According to the distributed temperature compensation device for the battery pack in the electric vehicle, the method for performing temperature compensation comprises the following steps: after the battery pack starts to operate, the coolant-type heat dissipation system starts to operate, and the microcomputer 33 performs battery pack temperature compensation according to the following steps:

the first embodiment is as follows: using the heat conducting frame with 8 × 8 peltier elements shown in fig. 7, 64 loose 18650 lithium battery cells are placed in corresponding positions below the heat conducting frame to form a battery pack, and common temperatures of the lithium battery include charging temperature: 0-45 ℃, discharge temperature: -20 ℃ to 60 ℃, temperature protection: 70 +/-5 ℃, the normal working temperature area of the single battery is 20-60 ℃, the normal working temperature area is a low-efficiency working area at 10-20 ℃, the low-efficiency working area at 0-10 ℃, the ultra-low-efficiency working area at-10-0 ℃, and the lowest temperature critical value which can be borne by the battery at-20 ℃.

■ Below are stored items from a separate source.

PR #1077, opened 2025-09-30
fix: update witness_generation to accept a tx hash

Freyskeyd:
updates witness_generation to accept optional prev_pessimistic_root_before_tx parameter and modifies get_prev_pessimistic_root to use transaction-specific block context for more accurate state queries.

### DIFF
--- a/crates/agglayer-aggregator-notifier/src/certifier/mod.rs
+++ b/crates/agglayer-aggregator-notifier/src/certifier/mod.rs
@@ -353,7 +353,12 @@ where
             .await
             .map_err(|_| CertificationError::LastPessimisticRootNotFound(network_id))?;
 
-        debug!("Prev PP root from L1: {}", Digest(prev_pessimistic_root));
+        debug!(
+            from_specific_block = certificate_tx_hash.is_some(),
+            "Prev PP root from L1: {}",
+            Digest(prev_pessimistic_root)
+        );
+
         let declared_l1_info_root = certificate
             .l1_info_root()
             .map_err(|source| CertificationError::Types { source })?;


crates/agglayer-aggregator-notifier/src/certifier/mod.rs
```diff
@@ -325,6 +326,7 @@ where
         &self,
         certificate: &Certificate,
         state: &mut LocalNetworkStateData,
+        prev_pessimistic_root_before_tx: Option<Digest>,
```
atanmarko: Nit: a bit ambiguous argument name, some doc would be nice.

crates/agglayer-aggregator-notifier/src/packer/mod.rs
```diff
@@ -479,6 +479,8 @@ where
         |_| { Ok(None) }
     );
 
+    fail::fail_point!("notifier::packer::settle_certificate::receipt_future_ended::kill_node");
```
atanmarko, line 482: Note: I am not a fan of all those fail points. I would put them behind some `#[cfg(any(test, feature = "testutils"))]`

crates/agglayer-aggregator-notifier/src/certifier/mod.rs
Freyskeyd: I updated the argument name

crates/agglayer-aggregator-notifier/src/packer/mod.rs
Freyskeyd: This macro is already guarded by features, no need to add one more.
You can read more about it [here](https://docs.rs/fail/latest/fail/)

crates/agglayer-aggregator-notifier/src/certifier/mod.rs
```diff
@@ -344,10 +346,14 @@ where
...
             .l1_rpc
-            .get_prev_pessimistic_root(network_id.to_u32())
+            .get_prev_pessimistic_root(
+                network_id.to_u32(),
+                certificate_tx_hash.map(|digest| digest.0.into()),
+            )
             .await
             .map_err(|_| CertificationError::LastPessimisticRootNotFound(network_id))?;
 
+        debug!("Prev PP root from L1: {}", Digest(prev_pessimistic_root));
```
hadjiszs: nit: can be useful to log whether we fetched from specific or latest block, ideally at least just the Option `certificate_tx_hash` with the certificate id

atanmarko (approved):

PR #1082, opened 2025-10-03
fix: make dry-run sendTx not broadcasting tx

Freyskeyd:


crates/agglayer-jsonrpc-api/src/kernel/mod.rs
```diff
@@ -248,35 +251,37 @@ where
     /// constructs a [`FunctionCall`] that can be used to create a dry-run
     /// or send a transaction.
```
atanmarko, line 254: Adjust the outdated comment.

atanmarko (dismissed):

crates/agglayer-jsonrpc-api/src/kernel/mod.rs
```diff
@@ -248,35 +251,37 @@ where
...
+            sequencer_address.into(),
+            signed_tx
+                .tx
+                .zkp
+                .proof
+                .to_fixed_bytes()
+                .map(|value| value.into()),
+        );
+
+        T::into_result(builder).await
```
iljakuklic: Hmm I am not sure introducing the trait for this is worth it. Is there a problem just returning the builder from this function and follow up with a call to `call` or `send` wherever it's used?

iljakuklic (dismissed):

crates/agglayer-jsonrpc-api/src/kernel/mod.rs
Freyskeyd: It wasn't really working with SolCallBuilder due to lifetime issues, but if you wan to give it a shot @iljakuklic feel free :)

iljakuklic: Here is one possibility. The lifetimes are a bit tricky indeed so it still looks somewhat weird. Let me know what you think.
* #1084

crates/agglayer-jsonrpc-api/src/kernel/mod.rs
iljakuklic: I think the comment is no longer outdated with my changes?

iljakuklic (approved):

atanmarko (approved):

Issue #1083, opened 2025-10-03
L1 RPC losing a settlement tx blocks future progress


Ekleog-Polygon:
If L1 RPC loses a settlement transaction, for now we're blocking the chain until manual intervention happens to resubmit the settlement tx.

We should instead automatically resubmit the same settlement tx with the same nonce. This can never risk running the tx twice, and will also allow us to recover from such cases.

This being said, further consideration must be given to cross-network interactions. For example, if:
1. We submit settlement tx A for network 1
2. We submit settlement tx B for network 2
3. RPC loses settlement tx A

Then we can't resend settlement tx A with the same nonce, because B did land and thus imposed nonce requirements.

TBH I'm not sure to which point we can automate recovering from these errors, but probably at least "try resending with same nonce" would catch a good part of the issues.

PR #1087, opened 2025-10-03
feat: allow removing the settlement tx hash from admin api

Ekleog-Polygon:
Manual work around for https://github.com/agglayer/agglayer/issues/1083

### DIFF
--- a/crates/agglayer-storage/src/stores/state/mod.rs
+++ b/crates/agglayer-storage/src/stores/state/mod.rs
@@ -113,6 +113,52 @@ impl StateWriter for StateStore {
         Ok(())
     }
 
+    fn remove_settlement_tx_hash(
+        &self,
+        certificate_id: &CertificateId,
+    ) -> Result<(), Error> {
+        // TODO: make lockguard for certificate_id
+        let certificate_header = self.db.get::<CertificateHeaderColumn>(certificate_id)?;
+
+        if let Some(mut certificate_header) = certificate_header {
+            if certificate_header.settlement_tx_hash.is_none() {
+                return Err(Error::UnprocessedAction(
+                    "Tried to remove settlement tx hash for a certificate that does not have a \
+                     settlement tx hash"
+                        .to_string(),
+                ));
+            }
+
+            if certificate_header.status == CertificateStatus::Settled {
+                return Err(Error::UnprocessedAction(
+                    "Tried to remove settlement tx hash for a certificate that is already settled"
+                        .to_string(),
+                ));
+            }
+
+            certificate_header.settlement_tx_hash = None;
+            certificate_header.status = CertificateStatus::Proven;
+
+            self.db
+                .put::<CertificateHeaderColumn>(certificate_id, &certificate_header)?;
+
+            if let Err(error) = self.backup_client.backup(BackupRequest { epoch_db: None }) {
+                warn!(
+                    hash = certificate_id.to_string(),
+                    "Unable to trigger backup for the state database: {}", error
+                );
+            }
+        } else {
+            info!(
+                hash = %certificate_id,
+                "Certificate header not found for certificate_id: {}",
+                certificate_id
+            )
+        }
+
+        Ok(())
+    }
+
     fn assign_certificate_to_epoch(
         &self,
         certificate_id: &CertificateId,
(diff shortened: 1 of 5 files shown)


crates/agglayer-storage/src/stores/state/mod.rs
```diff
@@ -113,6 +113,52 @@ impl StateWriter for StateStore {
...
+
+            if certificate_header.status == CertificateStatus::Settled {
+                return Err(Error::UnprocessedAction(
+                    "Tried to remove settlement tx hash for a certificate that is already settled"
+                        .to_string(),
+                ));
+            }
+
+            certificate_header.settlement_tx_hash = None;
+            certificate_header.status = CertificateStatus::Proven;
```
iljakuklic, line 140: Seems like there is a fair number of places that need to carefully keep status and other fields (such as `settlement_tx_hash`) in sync. Filed issue #1088 for this.

crates/agglayer-jsonrpc-api/src/tests/send_certificate.rs
```diff
@@ -327,3 +327,62 @@ async fn pending_certificate_in_error_force_set_status() {
     assert!(res.settlement_tx_hash.is_some());
     assert_eq!(res.status, CertificateStatus::Candidate);
 }
+
+#[test_log::test(tokio::test)]
+async fn pending_certificate_in_error_with_settlement_tx_hash_force_set_status() {
```
iljakuklic, line 332: Also a test for attempting remove tx hash from settled certificate would be nice

crates/agglayer-storage/src/stores/state/mod.rs
```diff
@@ -113,6 +113,52 @@ impl StateWriter for StateStore {
         Ok(())
     }
 
+    fn remove_settlement_tx_hash(
```
iljakuklic, line 116: This also reverts the status to `Proven`. Maybe the name should somehow reflect it?

iljakuklic (approved):
Looks good. Some nits:

crates/agglayer-storage/src/stores/state/mod.rs
Ekleog-Polygon: FWIW it's something that is (or should be) in the storage requirements issue I sent on slack a bit ago. Can you link it there maybe? 🙏

crates/agglayer-jsonrpc-api/src/tests/send_certificate.rs
Ekleog-Polygon: Do you mean, to confirm it fails as expected?

crates/agglayer-storage/src/stores/state/mod.rs
Ekleog-Polygon: I actually hesitated on whether or not to reset to Proven and how to name the function. TBH I quite dislike the current way we have of having so many state invariants that aren't enforced by encoding.

Thinking more about it, maybe I should really just not touch the cert status there? The more I think about the more I'm thinking this function should really just remove the settlement tx hash.

WDYT?

crates/agglayer-storage/src/stores/state/mod.rs
Ekleog-Polygon: Just did it :)

crates/agglayer-jsonrpc-api/src/tests/send_certificate.rs
iljakuklic: > Do you mean, to confirm it fails as expected?

Yep.

atanmarko (approved):

crates/agglayer-jsonrpc-api/src/tests/send_certificate.rs
Ekleog-Polygon: Going to do this in a follow-up PR

crates/agglayer-storage/src/stores/state/mod.rs
Ekleog-Polygon: Going to do this in a follow-up PR

iljakuklic: > Thinking more about it, maybe I should really just not touch the cert status there? The more I think about the more I'm thinking this function should really just remove the settlement tx hash.
> 
> WDYT?

I'm not quite sure what all the implicit invariants are. This would probably introduce a new state where certificate is a `Candidate` but settlement tx hash is `None`, which was not possible (or intended to be possible) before. I am not sure how to feel about this, hopefully will get cleaned up during storage redesign.

PR #1089, opened 2025-10-03
fix: handle review comments from remove_settlement_tx_hash addition

Ekleog-Polygon:


crates/agglayer-storage/src/stores/state/mod.rs
```diff
@@ -113,6 +113,51 @@ impl StateWriter for StateStore {
...
+            }
+
+            if certificate_header.status == CertificateStatus::Settled {
+                return Err(Error::UnprocessedAction(
+                    "Tried to remove settlement tx hash for a certificate that is already settled"
+                        .to_string(),
+                ));
+            }
+
+            certificate_header.settlement_tx_hash = None;
```
iljakuklic, line 140: Adding a conversation about this from the [previous PR](https://github.com/agglayer/agglayer/pull/1087). The context is whether the status should also be reverted to `Pending` here or not.

> > @Ekleog-Polygon:
> > Thinking more about it, maybe I should really just not touch the cert status there? The more I think about the more I'm thinking this function should really just remove the settlement tx hash.
> > WDYT?
> 
> @iljakuklic:
> I'm not quite sure what all the implicit invariants are. This would probably introduce a new state where certificate is a `Candidate` but settlement tx hash is `None`, which AFAIK was not possible (or intended to be possible) before. I am not sure how to feel about this, hopefully will get cleaned up during storage redesign.

In addition to that, it is now confirmed that the version with the status reversal appears to work.

Just to be clear I don't have a definite conclusion.

crates/agglayer-storage/src/stores/state/mod.rs
```diff
@@ -113,6 +113,51 @@ impl StateWriter for StateStore {
...
+
+            self.db
+                .put::<CertificateHeaderColumn>(certificate_id, &certificate_header)?;
+
+            if let Err(error) = self.backup_client.backup(BackupRequest { epoch_db: None }) {
```
iljakuklic, line 145: Hmm. Should the backup be done *before* the modification?

crates/agglayer-storage/src/stores/state/mod.rs
Ekleog-Polygon: I don't either, but can say that status reversal or not here should have no impact on the fix — we're reversing the status either way just after calling the settlement tx hash removal, so right now the only user of this function doesn't depend on this specific behavior

crates/agglayer-storage/src/stores/state/mod.rs
Ekleog-Polygon: This is a copy-paste of the other functions above; I'd guess we're always backing up after each changes right now :sweat_smile: 

In a way it makes sense to me too: if we take one backup after each change, then our backup policy can identify more easily whether enough time has passed to make a new backup or not, rather than having to wait for the next change to know whether we should backup the last change.

atanmarko: We also do a backup after change in `update_settlement_tx_hash`, so I guess not?

atanmarko (approved):
LGTM

iljakuklic (approved):

atanmarko (approved):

Step a: the peltier elements 30 above each single battery 12 are labeled according to the positions of the peltier elements in the grids of the heat conducting frame 34, and then the respective temperatures of all the single batteries 12 in the battery pack are collected in real time through the temperature sensor 32 and are sequentially marked as T1 and T2 … … Tn; finding out the maximum value and the minimum value in T1-Tn, and marking as T _ max and T _ min; the microcomputer 33 also stores a temperature upper limit value T _ H and a temperature lower limit value T _ D when the battery normally operates; where T _ H is 75 ℃ and T _ D is-20 ℃, and then the following steps are followed:

step b: the value of T _ min is determined as follows:

if T _ max is within the first temperature range T01, indicating that the battery pack is working normally, returning to step a; t01 was set here (20 ℃, 60 ℃),

this indicates that the temperature of each single battery in the battery pack is greater than 20 ℃, and the battery pack can be considered to be in a normal state;

if T _ min exceeds the first temperature range T01 and is within the second temperature range T02, go to step c; t02 is set here (10 ℃, 20 ℃)

If T _ min exceeds the second temperature range T02 and is within the third temperature range T03, go to step d; t03 is set here (0 ℃, 10 ℃)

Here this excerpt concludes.